An error report has been created at D:/_YES_2023-05-28/workspace/SosExamples/_COVID/02-data-diagnostics/errorReportSql.txt
Run `rlang::last_trace()` to see where the error occurred.
>
Here’s a list of all of the tables and columns in the schema.
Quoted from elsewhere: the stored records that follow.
PR #429, opened 2018-02-05
fix(transparentBackdrop): Removing -999px left, top, right

tamoore:
## Purpose

In trying to debug a firefox issue in discover, we found that the
transparentBackgroup mixin really needed a lil refactor.

## Approach

We are setting just top and left to 0 and then setting the width and height to
the viewport (minus 1 for an issue with firefox see the comments).

This then standardished, for discover at least the placement of the backdrops,
which have an altered stacking context. We can therefore adjust these with JS
for now until we get around updating the searchBar not to use transforms (if
possible).

## Notes
This shouldn't impact other styleguide consumers, but if you do have an issue
whereby your stacking context changes it might be good to double check this does
not break your UI in subtle ways.

### DIFF
--- a/theme/mixins/backdrop.less
+++ b/theme/mixins/backdrop.less
@@ -1,9 +1,9 @@
 .transparentBackdrop() {
   position: fixed;
-  top: -999px;
-  left: -999px;
-  right: -999px;
-  bottom: -9999px;
+  top: 0;
+  left: 0;
+  width: 100vw;
+  height: 100vh;
   transition: opacity 0.3s;
   z-index: @z-index-backdrop;
   opacity: 0;


theme/mixins/backdrop.less
```diff
@@ -1,9 +1,13 @@
...
-  right: -999px;
-  bottom: -9999px;
+  top: 0;
+  left: 0;
+  // calc(100vw -1) is an adjustment for FF because it adheres to w3c spec
+  // in that it includes the scrollbars. This however is problematic
+  // for us as it means there is still a small space that overflows:
+  // https://bugzilla.mozilla.org/show_bug.cgi?id=811403
+  width: calc(100vw - 1);
+  height: 100vh;
```
mikehdt: Given a fixed position element, wouldn't `right: 0; bottom: 0;` give the same result as setting `width` and `height`, but without the need to deal with the viewport units and scrollbars issue? 🤔

I could be wrong though, I'm not so familiar with the styleguide itself.

tamoore: Give it a shot Mike if you got time, be great to simplify this further if possible.

theme/mixins/backdrop.less
```diff
@@ -1,9 +1,13 @@
...
-  left: -999px;
-  right: -999px;
-  bottom: -9999px;
+  top: 0;
+  left: 0;
+  // calc(100vw -1) is an adjustment for FF because it adheres to w3c spec
+  // in that it includes the scrollbars. This however is problematic
+  // for us as it means there is still a small space that overflows:
+  // https://bugzilla.mozilla.org/show_bug.cgi?id=811403
+  width: calc(100vw - 1);
```
georgespyropoulos: Why a unit-less one? Does the adjustment need to be unit-less or could we specify this as a pixel?

tamoore: We may actually take a slightly different approach, but my brain is fried today (I need to verify it integration side e.g. chalice). So will try it out tomorrow morning and see if the approach Mike mentioned above works. It'd be simpler and generally better IMHO.

tamoore:
@georgespyropoulos @mikehdt I tried the idea of not using width and height but the integration on the discover side didn't yield a good outcome. 

I think as it stands it's perhaps not gold plated, but it's better than what it was. Thoughts?

PR #431, opened 2018-02-06
fix(Section): Fix overflow issues on Section components

georgespyropoulos:
Recent changes to the `<Section>` component introduced `overflow-x: hidden` to accomodate the pullout style for the `<Alert>` component. In IE, setting overflow-x creates a greyed out vertical scrollbar (screenshot below). 

screen shot 2018-02-07 at 9 56 00 am

Advertiser also has some issues with overflow being on `<Section>`

screen shot 2018-02-07 at 10 14 03 am

This problem is being fixed by removing overflow and adjusting the negative margin used in the pullout style to be exactly the same width as the gutter. This means overflow is not necessary because the pullout style no longer breaks out of a Section

### DIFF
--- a/react/Section/Section.less
+++ b/react/Section/Section.less
@@ -4,7 +4,7 @@
 
 .root {
   overflow-x: hidden;
-  -ms-overflow-style: -ms-autohiding-scrollbar;
+  -ms-overflow-style: none;
   padding: (@grid-row-height * 2) @grid-gutter-width;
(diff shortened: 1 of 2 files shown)


georgespyropoulos:
Alternatively, this can be fixed by using `overflow: hidden` as opposed to `overflow-x: hidden`. I was trying to avoid setting overflow-y but perhaps it's the cleaner solution. Thoughts?

PR #436, opened 2018-02-09
fix(Alert): Ensure close icon is right aligned

markdalgleish:
If the provided message isn't long enough to wrap onto multiple lines, the close icon is no longer right aligned, instead being rendered immediately after the text:

screen shot 2018-02-09 at 11 41 11 am

I discovered this issue while creating Sketch symbols for the Alert component, which is why they're also included in this PR.

Also, while ensuring this fix also worked in IE11, I discovered a polyfill on the demo site, which I've also included in this PR.

### DIFF
--- a/react/Alert/Alert.less
+++ b/react/Alert/Alert.less
@@ -11,10 +11,6 @@
 .alert {
   display: flex;
   align-items: center;
-
-  &.hideIcon.showCloseButton {
-    justify-content: space-between;
-  }
 }
 
 .positive {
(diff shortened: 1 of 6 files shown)


react/Alert/Alert.less
```diff
@@ -42,6 +42,7 @@
   display: inline-block;
   vertical-align: middle;
   max-width: ~"calc(100% - (@{icon-width} + @{alert-gutter}))";
+  flex-grow: 1;
```
georgespyropoulos: Using `flex-grow` in this rule is a cleaner solution that the various max-width rules we have for `.text`. I think we can remove all the max width rules here?

markdalgleish: Just pushed an update—I was actually able to remove quite a few styles. The close icon moved a few pixels to the right, if that matters, but it looks okay to me.

Issue #312, opened 2017-09-08
RFC: New 6px baseline grid to enable 16px / 24px standard text


markdalgleish:
# Summary

Migrate from a 9px grid to a 6px grid to allow for larger 16px body copy over a 24px line height across the site.

# Motivation

Our current `standard` text size is 14px / 18px on desktop and 18px / 27px on mobile. We also have `substandard` and `superstandard` variants which, respectively, maintain 14px / 18px or 18px / 27px across both desktop and mobile. In many cases, both of these are causing us issues:

- For dense, skimmable content (e.g. search results), 14px is smaller than we would like on mobile, but 18px is much too big. We'd choose a font size between these two, but it doesn't sit correctly on our current 9px grid, generating excess amounts of leading.
- For more long-form content on desktop, 18px seems to be more preferable, but our heading sizes were not designed with 18px body copy in mind. When using `superstandard` text in combination with the full range of headings, it can lead to very unbalanced typography.

Another issue to consider is that, in practice, the 9px grid often creates too much whitespace by forcing elements to either be too close or too far from each other. If we can improve the amount of design flexibility, without undoing all the benefits of having a baseline grid, that would be a positive outcome too.

# Detailed design

If we want to properly solve this issue, we find ourselves naturally gravitating towards a pretty substantial change—discarding the current 9px grid, settling on a larger body copy size that works *everywhere* (without any sub/super variant hacks), and using this to form the basis a new baseline grid.

From a design perspective, we quickly landed on 16px / 24px, which leaves us with a grid system based on either 8px, 6px or 4px. After much experimentation across a wide range of projects, we landed on 6px as it provided the best balance between project-level flexibility and system-level rigidity.

Since the grid variables are used in many calculations throughout the site, changing their values will no doubt cause widespread breakage. As a result, I think we should introduce entirely new grid variables so that consumers have a chance to upgrade without being forced to convert every single grid-based calculation at once, e.g.

```less
@grid-row: 6px; // New
@grid-row-height: 9px; // Old
 ```

Our horizontal grid values shouldn't need to change, but, for consistency, we might introduce new names for these too, e.g.

```less
@grid-gutter: 20px; // New
@grid-gutter-width: 20px; // Old
 ```

So far, the new type hierarchy based on a 6px baseline grid looks like this:

Desktop:
- Substandard/Superstandard: DEPRECATED 🎉
- Standard: 16px / 4 (24px)
- Small: 14px / 3 (18px)
[...]

PR #437, opened 2018-02-13
feat(grid): Migrate to 6px baseline grid with 16px standard type

markdalgleish:
## RFC

https://github.com/seek-oss/seek-style-guide/issues/312

## Reason for Change

In order to support a larger standard body copy size of 16px / 24px (instead of 14px / 18px), we've also had to change the underlying baseline grid from 9px to 6px.

## Breaking Changes

- You will need to perform a design audit of your project, since the underlying grid and typography has changed significantly.
- The `superstandard` and `substandard` type variants have been removed from React components and Less variables/mixins. Consumers should use `standard` type instead.

### Design Audit

During the migration process, and at the end as a final review, you should seek guidance from the designer(s) on your team, or those that you collaborate with most often.

The grid and typography changes affect a large portion of the components, variables and mixins provided by this library. Even in cases where the public API of a component doesn't change, its internal dimensions may have changed, which could have flow-on effects for the design of your product.

### Grid Variables

Use the new `@row-height` variable instead of `@grid-row-height`, but be aware that since the value has changed from `9px` to `6px`, **you'll need to revisit any existing calculations in your project.**

For example:

```diff
-@grid-row-height * 2
+@row-height * 3
```

When changing calculations like this, you're encouraged to visually check the result of each change, but you can use this table as a quick migration reference to speed up the process:

<table>
<tr><th>@grid-row-height * X</th><th>@row-height * X</th></tr>
<tr><td>1</td><td>2</td></tr>
<tr><td>2</td><td>3</td></tr>
<tr><td>3</td><td>5</td></tr>
<tr><td>4</td><td>6</td></tr>
<tr><td>5</td><td>7</td></tr>
<tr><td>6</td><td>9</td></tr>
<tr><td>7</td><td>11</td></tr>
</table>

If you arrive at different values in different scenarios, that's totally fine.

For consistency, all grid variables have been updated to follow the same naming convention, but since their values remain the same, you can safely rename all existing usages:

```diff
-@grid-gutter-width
+@gutter-width

-@grid-column-width
+@column-width

-@grid-container-width
+@container-width
```

To reduce breakage of custom layouts, the old grid variables are still provided with their existing values, but **you're encouraged to migrate away from the old variables as soon as possible.** Until you fully migrate all grid variables, your custom layouts might not necessarily be broken, but they won't be following the new grid.

### Typography

All typography has been adjusted to fit the new grid, with most changes simply trying to match the existing design as closely as possible, with some notable exceptions.

**The `superstandard` and `substandard` variants have been removed.** In most cases, you should use standard type instead.

For example, when using the `Text` component:

```diff
-<Text substandard>...
+<Text>...

-<Text superstandard>...
+<Text>...
```

Or, for older projects, when using the Less mixins:

```diff
-.superstandardText()
+.standardText()

-.superstandardTextResponsive()
+.standardTextResponsive()

-.substandardText()
+.standardText()

-.substandardTextResponsive()
+.standardTextResponsive()
```

Even though we encourage the use of larger body copy, **for some existing usages of `substandard`, you may want to keep the text at `14px`.** In these cases, you should switch to `small` text instead:

```diff
-<Text substandard>...
+<Text small>...
```


react/Text/Text.less
```diff
@@ -15,29 +15,21 @@
...
-      padding: 0 @grid-gutter-width;
+      padding: 0 @gutter-width;
     }
   }
 }
 
 .standard {
   &:not(.baseline) { .standardTextResponsive(@baseline: false); }
   &.baseline { .standardTextResponsive(@baseline: true); }
+  padding-bottom: @row-height;
```
michaeltaranto: This should be added to `small` too i feel

react/Autosuggest/Autosuggest.less
```diff
@@ -39,19 +39,15 @@
 }
 
 .suggestionsContainer_withLabel {
-  @labelRowOffset: 4;
-  top: @grid-row-height * (@suggestionContainerRowsOffset + @labelRowOffset);
-  @media @desktop {
-    @labelRowOffset: 3;
-    top: @grid-row-height * (@suggestionContainerRowsOffset + @labelRowOffset);
-  }
+  @labelRowOffset: 6;
```
michaeltaranto: I feel like this works better as `5`. The spacing between the field (when the field has a label) and autosuggest list. At the moment it gives 2 rows, but i prefer 1. Thoughts? (Also the label is 5 rows high now that we have reduced standard copy to only have one spacing row below)

georgespyropoulos: Yeah I agree, I think 5 is better

markdalgleish: I'm out today, so feel free to update the PR if you like 👌

michaeltaranto: Done

michaeltaranto:
Also pushed the optimisation around the descender scale, made this align more perfectly with Roboto, while not disturbing the rhythm in our fallback font stack

docs/src/components/App/Header/Header.less
```diff
@@ -129,8 +129,10 @@
   color: white;
   text-decoration: none;
   display: inline-block;
-  margin-bottom: @grid-row-height;
   &:hover {
     box-shadow: inset 0 -2px 0 @sk-white;
   }
+  @media @desktop {
+    margin-bottom: (@row-height * 2);
+  }
```
michaeltaranto: This doesnt look right on the docs site, the links in the menu on desktop appear too loose. I'd just remove it.

react/Columns/Columns.less
```diff
@@ -10,15 +10,12 @@
   @media @desktop {
     flex-basis: 0;
     flex-grow: 1;
-
-    min-width: 0;
```
michaeltaranto: This `min-width` looks like it is required to support the flexible `Columns` work implemented in https://github.com/seek-oss/seek-style-guide/pull/350

markdalgleish:
@michaeltaranto Updated 👍

react/Columns/Columns.less
markdalgleish: Nice catch 👏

I’m not seeing cdm_source_name but there is a column db_profile_results.cdmsourcename.
Tables.txt (50.3 KB)
Also, I’m getting the error shown here when trying to re-run executeDbProfile:
https://forums.ohdsi.org/t/error-seen-in-dbdiagnostics/19942
—EDIT-------------------
The error that this link points to has been resolved.